Multiparameter flow cytometry of cryopreserved PBMCs collected at enrolment (baseline), and weeks 4, 16, 56 and 110 of treatment was used to assess the proportions of immune subsets (CD4 and CD8 memory subsets, γδ T cells and CD16+ NK cells) in AIM patients and compared to 13 age matched healthy donor (HD) samples. At baseline samples from MCL patients exhibited alterations in multiple immune subsets - most notably skewing in CD8+ memory subsets (Figure 1). Despite reduction of circulating B cell numbers consistent with clinical responses, there were no significant changes to PB immune subset distributions between baseline and 16 weeks. However at the later time points of 56 and 110 weeks there was evidence in responding patients of PB immunology normalisation to HD levels in T cell subsets including a shift in CD8 T cells from Naïve and Central Memory (CM) to Effector Memory (EM) and Terminally differentiated EM (TEMRA) phenotype and a shift in CD4 T cells from Naïve and CM to EM phenotype (Figure 2). Increased proportions of γδ T cells (Baseline 2.8 ± 3.0% week 56 4.4 ± 3.4% P<0.05) and CD16+ NK cells (Baseline 40.1 ± 28.0% week 56 79.1 ± 21.0% P<0.01) were also observed.

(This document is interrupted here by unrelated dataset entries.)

PR #84, opened 2018-07-10
SmtpMessage wrapper

niku-live:
Even so there is standard NAV functionality for sending Smtp Mail, in certain cases it is useful to have direct access to SmtpMessage DotNet class. This wrapper provides such possibility, so I think it is useful addition to C/AL open library

### DIFF
--- a/BaseApp/COD50008.txt
+++ b/BaseApp/COD50008.txt
@@ -1,0 +1,126 @@
+OBJECT Codeunit 50008 DotNet_SmtpMessage
+{
+  OBJECT-PROPERTIES
+  {
+    Date=;
+    Time=;
+    Modified=Yes;
+    Version List=;
+  }
+  PROPERTIES
+  {
+    OnRun=BEGIN
+          END;
+
+  }
+  CODE
+  {
+    VAR
+      DotNetSmtpMessage@17024400 : DotNet "'Microsoft.Dynamics.Nav.SMTP, Version=11.0.0.0, Culture=neutral, PublicKeyToken=31bf3856ad364e35'.Microsoft.Dynamics.Nav.SMTP.SmtpMessage";
+
+    [External]
+    PROCEDURE CreateMessage@17024401();
+    BEGIN
+      DotNetSmtpMessage := DotNetSmtpMessage.SmtpMessage;
+    END;
+
+    [External]
+    PROCEDURE SetFromAddress@17024402(FromAddress@17024400 : Text);
+    BEGIN
+      DotNetSmtpMessage.FromAddress := FromAddress;
+    END;
+
+    [External]
+    PROCEDURE SetFromName@17024403(FromName@17024400 : Text);
+    BEGIN
+      DotNetSmtpMessage.FromAddress := FromName;
+    END;
+
+    [External]
+    PROCEDURE SetToAddress@17024405(ToAddress@17024400 : Text);
+    BEGIN
+      DotNetSmtpMessage."To" := ToAddress;
+    END;
+
+    [External]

T cell function assessed by intracellular IFNγ, TNFα and IL-2 in CD4 and CD8 T cells in response to T cell stimulation beads showed no change in IFNγ or TNFα production by CD4 or CD8 cells following therapy. In patients with elevated IL2+ CD4 and CD8 populations at early time points, these normalised by week 56 to HD levels.

To further examine changes in immune function pathways, targeted multiplex gene expression profiling using 770 gene NanoString nCounter® PanCancer Immune Profiling Panel was performed on PBMCs at baseline and weeks 4, 16 and 56 and analyzed using nSolver advanced analysis module. Consistent with the flow cytometric findings there were minimal changes in gene expression at week 16 compared to baseline. The greatest changes were observed at week 56 with alterations in multiple pathways including increased signalling through complement, adhesion, TNF superfamily and transporter pathways in responding patients. The top upregulated genes at week 56 were CTSS (Cathepsin S), FCER1G (Fc fragment of IgE), S100A8 (S100 calcium binding protein A8) and CD14 while the top downregulated gene was CD22 (reflecting the change in B cell burden). Increased expression of C1QA and C1QB at week 16 was significantly associated with disease non-response or relapse on IB + Ven and warrants further investigation in an independent cohort to assess its applicability as a predicative biomarker for patient response.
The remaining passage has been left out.